Marcos Olguín

Personal information
- Full name: Marcos Olguín López
- Date of birth: 24 March 2001 (age 24)
- Place of birth: Madrid, Spain
- Height: 6 ft 4 in (1.93 m)
- Position: Centre back

Team information
- Current team: Marbella
- Number: 14

Youth career
- 2013–2020: Villarreal

Senior career*
- Years: Team / Apps / (Gls)
- 2020–2021: Burgos B / 13 / (0)
- 2021–2022: Mirandés B / 25 / (2)
- 2021–2022: Mirandés / 1 / (0)
- 2022–2023: Logroñés B / 25 / (2)
- 2022–2023: Logroñés / 2 / (0)
- 2023–: Marbella / 68 / (7)

= Marcos Olguín =

Spanish footballer

Marcos Olguín López (born 24 March 2001) is a Spanish footballer who plays as a central defender for Marbella FC.

==Club career==
Born in Madrid, Olguín joined Villarreal CF's youth setup in 2013, aged 12. He left the club on 18 June 2020, after finishing his formation, and subsequently joined Burgos CF, where he was initially assigned to the reserves in Tercera División.

Olguín made his senior debut on 1 November 2020, starting in a 0–2 away loss against Real Ávila CF. The following 26 January, after being a starter, he moved to another reserve team, CD Mirandés B also in the fourth division.

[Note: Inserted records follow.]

PR #8012, opened 2024-09-23
Adding cmake build structure to docking branch

jackleberryfin:
Currently the only working combinations are: 
ImGuiPlatforms: apple, glfw, sdl2
ImGuiRenderers: metal, opengl2, opengl3, vulkan

Select any of these combinations. Selecting combinations which don't have a corresponding example demo will result in a quick and clear missing directory error during cmake configure.


ocornut:
I am afraid i regret answering your previous posts if it misled you into something like that. I don’t have the energy to discuss it but this seems wrong in dozens of way. I am going to close this to preserve my sanity. Sorry!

On 1 July 2021, Olguín renewed his contract with the Rojillos for a further year. He made his first team debut on 13 November, coming on as a late substitute for Oriol Rey in a 0–1 Segunda División home loss against SD Huesca.

After a year, Olguín joined UD Logroñés. This led to him leaving in the summer of 2023, to join Marbella FC.